* _BRIEF_
Below are entries; output exactly the lines from the one with "A screen-composition digest" to the one with "cases / 83 warnings.", both included, and nothing else.

* _DATA SUPPLIED_

PR #27, opened 2026-08-07
Screen composition: panels mix, inset, and overlap by declaration (#11)

### LINKED ISSUE #11: No screen-composition contract: panels cannot mix, inset, or overlap on one display

luofang34:
Fixes #11. Implements phases 2–6, folds in phase 7 (available now that #12 landed); phase 1, the requirement, landed separately in #26 as the issue mandates.

## The contract

`CompositionDescriptor { screen, slots }` with `Slot { panel, rect, occludes }`. **Slot index is z**, exactly as a `LayerId` discriminant is z within a scene, so declaration order is paint order everywhere. No new opcode, no stream surgery — whole validated panel scenes, placed and stacked.

`validate_composition` is alloc-free and refuses at init. **Eleven variants, each with a test that fires it**: unregistered panel, degenerate rect, off-screen rect, a slot sized to a frame its panel does not support (phase 7), too many slots, a dead slot buried under the opaque slots above it, an undeclared occlusion, an unmeasured criticality band, and three shape/bounds refusals.

## The AIR-OUT-011 floor, and how it is enforced

The requirement is stricter than the issue draft: a declared obscuration may cover ordinary symbology but **never** warnings, failure indications, or the simulation labelling. That is enforced structurally rather than by prose — **the criticality check runs before the `occludes` list is ever consulted**, so no declaration can reach it. `declaring_the_occlusion_does_not_permit_covering_a_warning` and `declaring_the_occlusion_permits_covering_a_readout` use byte-identical declarations and differ only in what lies beneath.

Two supporting choices make the floor sound: the band is **measured from emitted ink, not declared** (a panel able to name its own warning surface could understate it), and a panel with **no** measured band is refused rather than assumed quiet.

## The finding that changed the design

Phase 2 as drafted — "every run attributed to group G lands inside G's declared region" — was implemented, measured, and **rejected**, because it refuses all three shipped panels (HSI `Heading` by 299 units, PFD `Air` by 159).

It is not a panel bug. Provenance *totality* forces every ladder rung to carry the group it measures, while `group_regions` were authored as the readout value's own box — the PFD descriptor says so outright ("the scale ladder's runs anchor at x 70 and stay outside"), and `panel-contract.md` instructs authors to draw them that way. The rule contradicted both. No region was widened and no panel changed.

**The rule is non-vacuity instead**: a declared region must hold a claimed run of its group. That is the failure worth refusing — a region pointing at empty space would make composition guard a surface where the readout is *not*. `a_region_merely_grazed_by_claimed_ink_is_refused` proves it is stronger than bare overlap. The rejected alternative and the reason are written down in the module and in the contract, not discarded.

## Evidence the contract is implementable

The reference rasterizer composes: one surface, slots in index order, each clipped and translated. **Placement was generalized in place, not forked** — the single-panel path took a placement and rendering one panel became its whole-surface case, so a slot inherits the identical snapping and clip bound. The three REN-03 hashes were re-asserted immediately after that extraction, before anything else moved.

Three composed frames pinned (side-by-side, opaque inset, `NotUsed` overlay), each rendered twice and asserted bit-identical before comparison.

Hashes prove reproducibility, not correctness, so two **property** tests carry the load: the overlay test renders the overlay alone to learn its own ink, then checks *every* pixel of the rect — where the overlay paints nothing the composed frame equals the panel beneath exactly, where it paints it is its own ink, both counts asserted non-zero so neither half passes vacuously. A wrong translate or clip fails that; a hash would have pinned the bug.

## Identity

A screen-composition digest with its own domain, covering the screen frame, the ordered slots with rects and occlusion declarations, and the scene digest beneath. Slot rects are in it from day one. The bench reproduces it: `071bd35c…`.

Per-slot configuration is **shell-supplied at draw time** and therefore not in the digest — the descriptor declares layout, the feed supplies data.

## Nothing previously pinned moved

Scene digest `3efb08c5…`, all three REN-03 panel hashes, and the corpus are unchanged — verified by diffing the pinned literals against `main`. Admission is still 121 cases / 83 warnings.

## Open, and stated rather than implied

`MAX_COMPOSITION_SLOTS = 8` is a declared ceiling, not a measured one; the issue asks for a full-screen six-pack bench before pinning it. Composed `RenderWork` is not gated against a budget that prices one panel. A slot fault spoils the whole reference frame, because a bit-exact harness painting a partial frame would pin a hash of undefined content; the in-rect failure presentation is a runtime obligation of the shell.

### DIFF
--- a/CHANGELOG.md
+++ b/CHANGELOG.md
@@ -54,11 +54,26 @@ worth knowing before the next one is cut.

* _YOUR SOLUTION_
A screen-composition digest with its own domain, covering the screen frame, the ordered slots with rects and occlusion declarations, and the scene digest beneath. Slot rects are in it from day one. The bench reproduces it: `071bd35c…`.

Per-slot configuration is **shell-supplied at draw time** and therefore not in the digest — the descriptor declares layout, the feed supplies data.

## Nothing previously pinned moved

Scene digest `3efb08c5…`, all three REN-03 panel hashes, and the corpus are unchanged — verified by diffing the pinned literals against `main`. Admission is still 121 cases / 83 warnings.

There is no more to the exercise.